In the consultation, we asked respondents whether they would support walkin services at FCH as we felt it important to gauge opinion by respondents. We can then determine whether an expansion of the SDAS would be effective and efficient, given that it has already been introduced. 1) Walk-in services The majority of respondents supported the principle of introducing walk-in services at FCH.

“A walk-in service would be essential for elderly patients who find a fixed appointment difficult to adhere to.”

Reasons cited included easing pressure on A&E at the Queen Alexandra Hospital, freeing up appointments at GP surgeries and enabling elderly people to access services who typically find it difficult to meet a fixed appointment at a GP surgery.

“We don’t want to discourage people from going to their usual GP, but a walk-in service would be beneficial, especially out-of-hours.”

2) Same Day Access Service Other respondents suggested a broader rollout of FCH’s Same Day Access Service to include all surgeries on top of those that already take part in Titchfield, Whiteley and Highlands. “We need more access to same day GP services, and more clinics, to avoid locals having to travel to the QA.”

The scheme so far has been effective.
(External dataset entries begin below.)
PR #1971, opened 2026-08-18
Add finite topology operations (#1920)

morluto:
## Summary

Implements core finite topological space operations for the Jacobian MCP server, addressing issue #1920.

## Design

Every finite topology is Alexandrov and equivalent to a specialization preorder. Operations work directly on open sets and their derived structure:

- `topology.specialization_preorder.compute` — specialization preorder matrix
- `topology.closure.compute` — smallest closed set containing a subset
- `topology.interior.compute` — largest open set contained in a subset
- `topology.connected_components.compute` — partition via preorder graph
- `topology.is_continuous.compute` — preimage-of-open-set check for point maps
- `topology.beat_points.compute` — up/down beat point detection

## Library choices

Direct set operations and BFS — no external topology library needed. The implementation follows the existing `StrictModel` Pydantic pattern and reuses set/frozenset for open/closed set computation.

## Tests

21 tests covering:
- Discrete, trivial, and Sierpinski topologies
- Specialization preorder for each topology type
- Closure and interior with known-answer verification
- Connected components in connected and disconnected spaces
- Continuity (identity, constant, non-continuous maps)
- Beat point detection for Sierpinski and trivial topologies
- Validation: missing empty/full sets, out-of-range points, duplicate open sets

[Continue this on Linzumi](https://serve.linzumi.com/w/williamlin1327-workspace/thread/general/22f3d42f-c745-43f4-af74-fe0d58ea1090)

PR #1987, opened 2026-08-18
Add exact finite topology capabilities

kaoru0822-kitauji:
Replacement for #1971 after the maintainer audit classified that PR as SPLIT.

This PR rebuilds finite topology from current `main` and exposes only the four audited outcomes:

- `topology.specialization_preorder.compute`
- `topology.connected_components.compute`
- `topology.is_continuous.compute`
- `topology.beat_points.compute`

Closure and interior remain supported native functions in `jacobian.math.finite_topology`; they are not separate public catalog operations.

Correctness changes relative to #1971:

- validates the full finite-topology axioms, including canonical open sets and binary union/intersection closure, before any computation;
- gives the specialization matrix an explicit orientation: relation[x,y] means x is in the closure of singleton y;
- binds point-map carrier sizes to the exact domain and codomain topologies;
- returns the first codomain open set and its non-open preimage when continuity fails;
- restricts beat-point computation to T0 finite spaces so strict-order semantics are unambiguous;
- returns the unique extremum witness for every up/down beat-point claim;
- binds every public result to the exact input through replay validation;
- removes all unrelated poset stack pollution.

Validation:

- focused finite topology, public API, import isolation, and catalog snapshot: 24 passed;
- independent exhaustive tests enumerate every topology through three points for preorder, closure, and interior oracles, and every map between two-point topologies for continuity;
- `make check`: lint, format, complexity, mypy, and 987 tests passed;
- `make test-plan BASE=origin/main`: unavailable because this checkout has no `test-plan` Make target.

This is a draft and should not merge ahead of #1976. Rebase it after #1976 lands so its exact contracts can align with the capability-evidence infrastructure without duplicating it.

Supersedes #1971.


morluto:
Superseded by #1997: this draft's capability set was cherry-picked, conflict-resolved, and admitted to the public operation ledger on `agent/integration-capabilities`. Closing as merged-by-integration.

At the time of writing, over 19,000 patient calls have been conducted since its inception, with 3040% developed into face-to-face appointments. Approximately 600 home visits have also taken place since starting the scheme.

Feedback from NHS stakeholders suggests that the expansion of the SDAS would be more effective and more financially viable than introducing a walk-in service. Although a walk-in service is popular amongst respondents, the expansion of the SDAS could provide a greater level of service provision that would meet with the expectation of those who responded and patients in general. 8 | Fareham Community Hospital Future Vision

3) Other A new minor injuries unit was also welcomed by many respondents as it could ease congestion at neighboring hospitals. However, a sizable number of respondents also expressed concerns that such a service would become congested as it would be a swifter alternative to seeing a GP. Further, it was also suggested that patients be better educated on which services they should use.

“Walk-in services should be considered, but people need more education about which services to use and when.”

Recommendation: Other surgeries should join the Same Day Access Service (SDAS) at FCH to provide expanded coverage of the locality. The CCG should also consider the potential cost and benefit of a walk-in service at FCH and evaluate whether an expanded SDAS would actually provide many of the services that would typically be available through a walk-in centre.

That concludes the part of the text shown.